If you combine this with the entry type
and the ontology type
, setting them, for instance, to Entity and to Person>Characters (user-defined value seen before), you would be adding easily a list of characters from a tv show.
The second variant for the basic format allows to import entries with the basic default information they may have.
Form\tAliases\tSense ID\tSemantic information
This is an example of this format:
Rachel Green\t\tFR001|-\toccupation_list=waitress|personal shopper|executive at Ralph Lauren
Joey Tribbiani\tDr. Drake Ramoray\tFR002\toccupation_list=actor
Ross Geller\t\tFR003\toccupation_list=paleontologist|college professor
Monica Geller\t\tFR004\toccupation_list=chef
Phoebe Buffay\tRegina Phalange|Princess Consuela Bananahammock\tFR005\toccupation_list=Massage therapist|Musician/singer-songwriter
Chandler Bing\t\tFR006\toccupation_list=Statistical analysis and data reconfiguration|Junior advertising copywriter
There's a more detailed explanation about how to defined this information in the semantic information definition section.
That when using any of the formats, if one of the entries does not have a value for one of the fields, the space for it must be included even if it has no value. Check for example the aliases in the example for the second import format. Only some of the entries have aliases, but all of them include the position where they'd be included if they had.
The sense ID associated to Rachel Green has two values, FR001, and then separated by |
, a dash. This dash is how we enable in an import process the use only my senses configuration option.
The import process using any of the variants of the basic format always creates new entries. In other words, this format does not allow to update any of the entries that are already created in the dictionary.
This is the result of importing the file used as an example for the second import format:
The extended format allows to import entries with all the possible information they may have, including the advanced settings and their ID.
ID\tForm\tAliases\tTag\tLemma\tExact form\tSense ID\tUse only my sense\tSemantic information
This is an example of this format:
\tGeller Cup\t\tNPUU\tGeller Cup\ty\tFR007\ty\tsementity/class=instance@type=Top>Object>Trophy
\tHuggsy\t\tNPUU\tHuggsy\ty\tFR008\ty\tsementity/class=instance@type=Top>Object>StuffedAnimal
\tCentral Perk\t\tNPUU\tCentral Perk\ty\tFR009\ty\tsementity/class=instance@type=Top>Location
5eb3f90244100\tJoey Tribbiani\tDr. Drake Ramoray|Hans Ramoray\tNPUU\tJoey Tribbiani\ty\t\tn\tsementity/class=instance@type=Top>Person>Characters\toccupation_list=actor
In this example, we can see two types of entries: the first three, which do not have and ID (and the reason why they start directly with a tab character), and so they are new entries we are going to add to our dictionary. The last one does have an ID, so we will update an existing entry in the dictionary (in this case, we are adding a new alias).
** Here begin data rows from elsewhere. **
PR #140, opened 2017-03-26
Fix minreal not returning a discrete TF

rssalessio:
In case we want to use minreal on a discrete TF the returning TF is continuous and not discrete. This should fix the problem

### DIFF
--- a/control/xferfcn.py
+++ b/control/xferfcn.py
@@ -685,7 +685,7 @@ only implemented for SISO functions.")
                 den[i][j] = np.atleast_1d(real(poly(poles)))
 
         # end result
-        return TransferFunction(num, den, None if self.dt == None else self.dt)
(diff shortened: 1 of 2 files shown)


control/xferfcn.py
```diff
@@ -685,7 +685,7 @@ def minreal(self, tol=None):
                 den[i][j] = np.atleast_1d(real(poly(poles)))
 
         # end result
-        return TransferFunction(num, den)
+        return TransferFunction(num, den, None if self.dt == None else self.dt)
```
roryyorke: Couldn't you use `self.dt` instead of `None if self.dt == None else self.dt`?

rssalessio: Yea sure :D. Don't know what I was thinking in that moment

roryyorke:
Looks good to me, thanks.

Issue #142, opened 2017-04-10
Step response output matrix not consistent between continuous-time and discrete-time


gpannocchia:
Dear Python-control developers,

When I use the step response function (control.step) on a continuous-time multivariable system the output response matrix has dimension (nsteps, noutputs), whereas the same function used on discrete-time multivariable system returns an output response matrix of dimension (noutputs, nsteps). 

Here is a sample code, which highlights the behavior. 

*********************** STARTS HERE
import control as cnt
import numpy as np

# Continuous-time system matrices
A = [[-1., 0.5],[0,-2.]]
B = np.eye(2)
C = np.eye(2)
D = np.zeros([2,2])
sysc = cnt.ss(A,B,C,D)

# Discretization
ts = 0.1
sysd = cnt.sample_system(sysc,ts)

# Step responses
tfin = 10.
Time = np.linspace(0,10,int(tfin/ts)+1)
YoutC, TimeC = cnt.step(sysc, T=Time)
YoutD, TimeD = cnt.step(sysd, T=Time)

print "Version of python-control", cnt.__version__
print "Output response matrix dimension (Continuous-Time) =", YoutC.shape
print "Output response matrix dimension (Discrete-Time) =", YoutD.shape
*********************** ENDS HERE

It returns (I am using python 2.7 under mac-osx):

Version of python-control 0.7.0
Output response matrix dimension (Continuous-Time) = (101, 2)
Output response matrix dimension (Discrete-Time) = (2, 101)

Thank you. Best regards,

	Gabriele

murrayrm:
I tried to recreate this error in the master branch and note the following differences:

- In the current version of `python-control`, the `step` function is actually `step_response`
- In the current version of `python-control`, the `step_response` function only handles SIMO systems (and warning message is generated and the second input is ignored)

The behavior above can be recreated using the `MATLAB` compatibility module, `control.matlab`, and the discrepancy in return values is as described above.

murrayrm:
Tracked down the problem: in `control/timeresp.py`, line 324, a call is made to the `scipy.signal` library for discrete time simulation.  Here is the code around that point:

    # Discrete time simulation using signal processing toolbox
    dsys = (A, B, C, D, sys.dt)
    tout, yout, xout = sp.signal.dlsim(dsys, U, T, X0)

[...]

PR #143, opened 2017-04-15
Make output response matrices consistent between continuous and discrete time

murrayrm:
This PR addresses issue #142 where the output response matrices were not consistent for continuous and discrete time simulations.  The error was in the discrete time simulation, where the conventions used by `spicy.signal` are different than those used by `python-control`.  Also added a unit test that catches this error.


murrayrm:
Thanks for the review, @roryyorke.  Merging into master.

PR #145, opened 2017-06-09
BUG: allow state-space to transfer function conversion of static gains

roryyorke:


slivingston:
is there an issue associated with this PR? If not, it is not necessary to create one now. I only ask to ensure that relevant issues are noted here.

roryyorke:
There's no associated issue.

PR #146, opened 2017-06-10
Updates to margin calculation

repagh:
Which margin to consider in margin function is a tricky issue. Have revisited this with the help of 

        # "A note on the Gain and Phase Margin Concepts
        # Journal of Control and Systems Engineering, Yazdan Bavafi-Toosi,
        # Dec 2015, vol 3 iss 1, pp 51-59

a very illustrative paper, by the way. Most results now correspond to Matlab, edge cases (gain 1, but not crossing that, e.g.) give slightly different results, but not unreasonable; for a type 0 sys with max gain 1, Matlab will give you phase margin -180, at w=0, and python-control now gives inf / nan.

### DIFF
--- a/control/margins.py
+++ b/control/margins.py
@@ -87,7 +87,7 @@ def _polysqr(pol):
 # RvP, July 8, 2015, augmented to calculate all phase/gain crossings with
 #                    frd data. Correct to return smallest phase
 #                    margin, smallest gain margin and their frequencies
-def stability_margins(sysdata, returnall=False, epsw=1e-8):
+def stability_margins(sysdata, returnall=False, epsw=0.0):
     """Calculate stability margins and associated crossover frequencies.
 
     Parameters
@@ -157,16 +157,15 @@ def stability_margins(sysdata, returnall=False, epsw=1e-8):
 
         # first remove imaginary and negative frequencies, epsw removes the
         # "0" frequency for type-2 systems
-        w_180 = np.real(w_180[(np.imag(w_180) == 0) * (w_180 >= epsw)])
+        w_180 = np.real(w_180[(np.imag(w_180) == 0) * (w_180 > epsw)])
         #print ('2:w_180', w_180)
 
         # evaluate response at remaining frequencies, to test for phase 180 vs 0
         resp_w_180 = np.real(np.polyval(sys.num[0][0], 1.j*w_180) /
                              np.polyval(sys.den[0][0], 1.j*w_180))
-        #print ('resp_w_180', resp_w_180)                     
-
+        
         # only keep frequencies where the negative real axis is crossed
-        w_180 = w_180[np.real(resp_w_180) < 0.0]
+        w_180 = w_180[np.real(resp_w_180) <= 0.0]
 
         # and sort
         w_180.sort()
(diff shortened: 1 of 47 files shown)


slivingston:
@repagh Because you requested review from @cwrowley but then merged without receiving review, was merging an accident?

repagh:
Dunno exactly how that happened. I had this very small & easy fix to the discrete impulse response that I made a second merge request for and really did not think it was a problem merging myself. So I merged that, and in some way both requests got merged.

slivingston:
one handy switch for `git push` is `-n` or `--dry-run`, which shows what would happen if the changes were pushed but does not perform the changes. I often use it as a quick preflight check.

control/margins.py
```diff
@@ -253,20 +265,30 @@ def dstab(w):
...
+    
     if returnall:
         return GM, PM, SM, w_180, wc, wstab
     else:
+        if GM.shape[0] and not np.isinf(GM).all():
+            with np.errstate(all='ignore'):
+                gmidx = np.where(np.abs(np.log(GM)) == 
+                                 np.min(np.abs(np.log(GM))))
+        else:
+            gmidx = -1
```
roryyorke: I'd have used "None" here; the reader could interpret -1 as "last element".

control/margins.py
```diff
@@ -253,20 +265,30 @@ def dstab(w):
...
+        if PM.shape[0]:
+            pmidx = np.where(np.abs(PM) == np.amin(np.abs(PM)))[0]
         return (
-            (GM.shape[0] or None) and np.amin(GM),
-            (PM.shape[0] or None) and np.amin(PM),
-            (SM.shape[0] or None) and np.amin(SM),
-            (w_180.shape[0] or None) and w_180[GM==np.amin(GM)][0],
-            (wc.shape[0] or None) and wc[PM==np.amin(PM)][0],
-            (wstab.shape[0] or None) and wstab[SM==np.amin(SM)][0])
+            (not gmidx != -1 and float('inf')) or GM[gmidx][0],
```
roryyorke: How about ```GM[gmidx][0] if gmidx!=-1 else np.inf```? (etc.)

control/tests/margin_test.py
```diff
@@ -11,6 +11,22 @@
 from control.statesp import StateSpace
 from control.margins import *
 
+def assert_array_almost_equal(x, y, ndigit=4):
```
roryyorke: A comment indicating why you need this would be good.  I thought perhaps it was because nan's compare unequal, but np.testing.assert_array_almost_equal seems to handle nans fine (i.e., considers them to be equal).

control/tests/margin_test.py
```diff
@@ -11,6 +11,22 @@
...
+
+    x = np.array(x)
```
roryyorke: nitpick: ```np.asarray```?

control/tests/margin_test.py
```diff
@@ -11,6 +11,22 @@
...
+    y = np.array(y)
+    try:
+        if np.isfinite(x).any() and \
+           np.equal(np.isfinite(x), np.isfinite(y)).all() and \
+           np.equal(np.isnan(x), np.isnan(y)).all():
+            np.testing.assert_array_almost_equal(
+                x[np.isfinite(x)], y[np.isfinite(y)], ndigit)
```
roryyorke: this would, if I read correctly, consider np.inf and -np.inf to be equal, as long as one element of the arrays was finite.  Is that the intent?

control/tests/margin_test.py
```diff
@@ -153,17 +267,48 @@ def test_nocross(self):
         h2 = 3*(10+s)/(2+s)
         h3 = 0.01*(10-s)/(2+s)/(1+s)
         gm, pm, wm, wg, wp, ws = stability_margins(h1)
-        self.assertEqual(gm, None)
-        self.assertEqual(wg, None)
+        assert_array_almost_equal(
+            [gm, pm, wg, wp],
+            [float('Inf'), float('Inf'), float('NaN'), float('NaN')])
```
roryyorke: ```np.inf```, ```np.nan``` ?

control/tests/margin_test.py
```diff
@@ -153,17 +267,48 @@ def test_nocross(self):
...
         gm, pm, wm, wg, wp, ws = stability_margins(h3)
-        self.assertEqual(pm, None)
+        self.assertTrue(np.isnan(wp))
         omega = np.logspace(-2,2, 100)
         out1b = stability_margins(FRD(h1, omega))
         out2b = stability_margins(FRD(h2, omega))
         out3b = stability_margins(FRD(h3, omega))
 
+    def test_zmore_margin(self):
+        print("""
```
roryyorke: do we really want to print out info like this during tests?

roryyorke:
If I understand the paper correctly, it defines GM and PM as the smallest absolute change (log-scaled, for GM) margin that results in a stability change.  GM > 0 means gain should be increased for stabilty change, GM < 0 means it should be decreased, and similarly for PM.  These definitions sound reasonable to me, but I'm not an academic.

Do we expect ```stability_margins``` to give margins for *unstable* systems (that is, change in gain or phase that would make the system stable) ?

repagh:
seems useful to me, and Matlab's margin does it too, so why not.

There can be errors in the import process, mainly of two types:
When a line in the file gives a Format error, it will be ignored. The result of the import process will be specified by a message in the dictionary view, detailing the entries that have generated an error.
Usually, when you import a dictionary from a file and there is a format error, you may want to correct the affected rows in the import file (shown in the error message), copy them to a new file and try to import them again.
The error is related to the plan limit, the import won't be carried out and the following message will appear:
To export a dictionary's entries to a file, you only have to click on the sidebar's Export button.
This will open a modal dialog that will enable you to select the format you want to use in the export process: basic or extended.
It will create a file with the same format required to import a dictionary (the extended format, the most complete one), featuring each entry in a new line and all fields separated with tabulation characters.
It's important to know that this action doesn't create an exact backup of the dictionary. It only exports entries. Other fields of the dictionary like name, language and description are not saved in the export file.